-- INFORMATION follows --

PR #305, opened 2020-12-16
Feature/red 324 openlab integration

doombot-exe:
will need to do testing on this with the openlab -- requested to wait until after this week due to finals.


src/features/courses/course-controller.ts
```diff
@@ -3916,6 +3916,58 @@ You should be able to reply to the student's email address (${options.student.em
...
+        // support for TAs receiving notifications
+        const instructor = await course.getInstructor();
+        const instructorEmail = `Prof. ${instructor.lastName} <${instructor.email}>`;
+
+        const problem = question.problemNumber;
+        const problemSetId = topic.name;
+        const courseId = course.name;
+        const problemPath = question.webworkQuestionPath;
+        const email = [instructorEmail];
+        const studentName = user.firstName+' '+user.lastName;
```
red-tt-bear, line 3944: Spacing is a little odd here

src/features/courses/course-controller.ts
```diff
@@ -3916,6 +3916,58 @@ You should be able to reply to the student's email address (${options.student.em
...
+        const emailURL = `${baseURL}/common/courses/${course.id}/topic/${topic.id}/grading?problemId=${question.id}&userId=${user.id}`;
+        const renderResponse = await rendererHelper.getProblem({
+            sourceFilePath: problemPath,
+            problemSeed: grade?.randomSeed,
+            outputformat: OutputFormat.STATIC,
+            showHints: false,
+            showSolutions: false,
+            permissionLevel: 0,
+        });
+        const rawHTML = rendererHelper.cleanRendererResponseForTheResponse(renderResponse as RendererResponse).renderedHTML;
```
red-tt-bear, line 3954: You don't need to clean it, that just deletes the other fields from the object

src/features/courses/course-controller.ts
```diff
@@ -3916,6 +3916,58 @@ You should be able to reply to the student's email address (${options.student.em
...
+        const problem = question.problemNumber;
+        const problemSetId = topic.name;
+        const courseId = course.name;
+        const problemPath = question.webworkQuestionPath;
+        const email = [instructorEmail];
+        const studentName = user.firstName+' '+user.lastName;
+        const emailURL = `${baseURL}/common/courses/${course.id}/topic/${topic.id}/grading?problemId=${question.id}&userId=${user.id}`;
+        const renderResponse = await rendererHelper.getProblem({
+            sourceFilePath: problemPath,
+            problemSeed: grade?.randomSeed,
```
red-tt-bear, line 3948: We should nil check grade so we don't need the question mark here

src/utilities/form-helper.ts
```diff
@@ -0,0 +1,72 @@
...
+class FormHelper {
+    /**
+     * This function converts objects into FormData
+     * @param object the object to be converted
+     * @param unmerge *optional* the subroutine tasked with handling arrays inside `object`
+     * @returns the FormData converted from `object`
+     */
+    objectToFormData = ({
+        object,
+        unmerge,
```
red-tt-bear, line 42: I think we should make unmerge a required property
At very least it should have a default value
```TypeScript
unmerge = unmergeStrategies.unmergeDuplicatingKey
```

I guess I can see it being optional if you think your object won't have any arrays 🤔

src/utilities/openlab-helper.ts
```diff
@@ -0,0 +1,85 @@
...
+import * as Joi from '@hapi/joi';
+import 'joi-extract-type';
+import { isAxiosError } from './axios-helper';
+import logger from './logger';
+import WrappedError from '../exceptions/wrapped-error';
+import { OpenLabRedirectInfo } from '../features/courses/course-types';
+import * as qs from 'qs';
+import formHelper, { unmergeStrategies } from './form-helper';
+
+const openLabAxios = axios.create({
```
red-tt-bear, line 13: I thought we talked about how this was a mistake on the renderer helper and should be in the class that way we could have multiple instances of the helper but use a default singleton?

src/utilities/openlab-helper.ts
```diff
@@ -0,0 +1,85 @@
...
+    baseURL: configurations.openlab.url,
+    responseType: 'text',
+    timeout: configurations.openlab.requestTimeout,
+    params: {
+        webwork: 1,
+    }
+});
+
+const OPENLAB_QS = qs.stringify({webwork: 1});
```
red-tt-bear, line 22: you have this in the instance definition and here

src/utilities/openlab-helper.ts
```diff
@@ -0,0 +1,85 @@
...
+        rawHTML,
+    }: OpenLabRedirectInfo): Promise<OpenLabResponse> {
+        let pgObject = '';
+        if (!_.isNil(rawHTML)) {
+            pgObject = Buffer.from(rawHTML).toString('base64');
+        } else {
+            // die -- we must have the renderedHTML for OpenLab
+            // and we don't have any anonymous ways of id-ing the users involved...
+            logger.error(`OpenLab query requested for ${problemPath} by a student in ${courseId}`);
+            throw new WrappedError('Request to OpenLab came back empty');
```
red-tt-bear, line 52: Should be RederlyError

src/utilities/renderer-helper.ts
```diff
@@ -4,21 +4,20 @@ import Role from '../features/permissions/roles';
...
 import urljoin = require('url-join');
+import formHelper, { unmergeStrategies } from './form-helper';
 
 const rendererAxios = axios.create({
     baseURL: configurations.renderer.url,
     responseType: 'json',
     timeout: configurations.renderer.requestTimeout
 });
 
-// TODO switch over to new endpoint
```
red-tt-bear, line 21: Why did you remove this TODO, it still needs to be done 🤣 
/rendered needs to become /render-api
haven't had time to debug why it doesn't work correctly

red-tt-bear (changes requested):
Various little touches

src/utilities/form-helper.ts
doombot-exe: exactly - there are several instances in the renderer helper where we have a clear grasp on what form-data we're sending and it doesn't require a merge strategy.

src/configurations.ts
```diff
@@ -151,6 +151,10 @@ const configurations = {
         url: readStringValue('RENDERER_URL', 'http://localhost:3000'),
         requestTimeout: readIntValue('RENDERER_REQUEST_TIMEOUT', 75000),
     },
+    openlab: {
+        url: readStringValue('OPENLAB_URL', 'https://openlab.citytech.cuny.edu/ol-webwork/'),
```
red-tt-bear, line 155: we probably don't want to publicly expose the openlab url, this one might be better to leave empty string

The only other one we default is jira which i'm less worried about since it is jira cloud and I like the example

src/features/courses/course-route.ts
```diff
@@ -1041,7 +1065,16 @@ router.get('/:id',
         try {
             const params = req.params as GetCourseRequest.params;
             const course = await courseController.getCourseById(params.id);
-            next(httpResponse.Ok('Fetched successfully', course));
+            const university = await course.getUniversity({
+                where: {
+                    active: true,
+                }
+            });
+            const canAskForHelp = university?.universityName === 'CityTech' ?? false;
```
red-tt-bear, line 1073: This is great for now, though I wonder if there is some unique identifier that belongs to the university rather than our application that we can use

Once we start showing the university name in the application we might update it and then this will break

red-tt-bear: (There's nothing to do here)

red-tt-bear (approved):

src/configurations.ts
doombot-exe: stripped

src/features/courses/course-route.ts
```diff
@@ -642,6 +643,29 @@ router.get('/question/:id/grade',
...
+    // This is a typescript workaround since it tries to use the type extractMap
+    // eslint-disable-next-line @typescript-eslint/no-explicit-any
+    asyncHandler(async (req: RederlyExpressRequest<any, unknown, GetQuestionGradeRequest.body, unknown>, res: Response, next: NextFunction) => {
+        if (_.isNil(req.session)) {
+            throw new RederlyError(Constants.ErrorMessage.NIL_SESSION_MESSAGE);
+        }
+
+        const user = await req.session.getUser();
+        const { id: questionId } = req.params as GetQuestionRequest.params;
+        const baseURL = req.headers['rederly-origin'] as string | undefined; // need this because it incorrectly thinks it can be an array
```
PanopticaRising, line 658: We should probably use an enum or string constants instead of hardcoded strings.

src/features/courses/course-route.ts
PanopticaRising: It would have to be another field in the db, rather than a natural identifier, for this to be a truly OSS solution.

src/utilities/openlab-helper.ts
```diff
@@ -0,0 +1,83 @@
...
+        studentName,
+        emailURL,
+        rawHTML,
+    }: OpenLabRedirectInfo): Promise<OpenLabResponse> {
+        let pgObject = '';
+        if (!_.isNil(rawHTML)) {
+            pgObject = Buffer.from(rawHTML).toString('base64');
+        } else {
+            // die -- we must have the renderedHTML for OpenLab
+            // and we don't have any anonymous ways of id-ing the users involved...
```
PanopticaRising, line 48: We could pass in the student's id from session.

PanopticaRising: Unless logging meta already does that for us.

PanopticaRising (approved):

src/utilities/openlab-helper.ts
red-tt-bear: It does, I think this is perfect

-- INFORMATION concluded --
-- INFORMATION follows --

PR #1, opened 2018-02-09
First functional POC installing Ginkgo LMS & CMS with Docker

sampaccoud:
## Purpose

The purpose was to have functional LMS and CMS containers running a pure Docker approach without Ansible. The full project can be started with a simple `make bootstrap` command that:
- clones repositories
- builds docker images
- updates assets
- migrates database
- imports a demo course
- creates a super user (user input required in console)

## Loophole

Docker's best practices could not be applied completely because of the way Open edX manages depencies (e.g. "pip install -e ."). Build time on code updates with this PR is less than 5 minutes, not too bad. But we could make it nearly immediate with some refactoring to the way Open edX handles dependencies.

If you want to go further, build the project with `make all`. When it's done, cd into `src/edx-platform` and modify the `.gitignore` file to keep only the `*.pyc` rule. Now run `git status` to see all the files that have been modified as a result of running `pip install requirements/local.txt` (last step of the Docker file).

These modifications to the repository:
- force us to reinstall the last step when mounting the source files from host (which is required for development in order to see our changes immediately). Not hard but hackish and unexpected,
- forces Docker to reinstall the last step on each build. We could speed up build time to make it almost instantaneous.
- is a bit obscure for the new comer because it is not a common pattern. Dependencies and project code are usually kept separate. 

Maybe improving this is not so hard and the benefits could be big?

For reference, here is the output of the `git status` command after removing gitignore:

-- INFORMATION concluded --

• _TASK TO CARRY OUT_: Please reproduce exactly the lines in the listing above from the one containing "- force us to" through the one containing "For reference, here", both included, and nothing more.

• _EXERCISE RESULT_:
- force us to reinstall the last step when mounting the source files from host (which is required for development in order to see our changes immediately). Not hard but hackish and unexpected,
- forces Docker to reinstall the last step on each build. We could speed up build time to make it almost instantaneous.
- is a bit obscure for the new comer because it is not a common pattern. Dependencies and project code are usually kept separate. 

Maybe improving this is not so hard and the benefits could be big?

For reference, here is the output of the `git status` command after removing gitignore:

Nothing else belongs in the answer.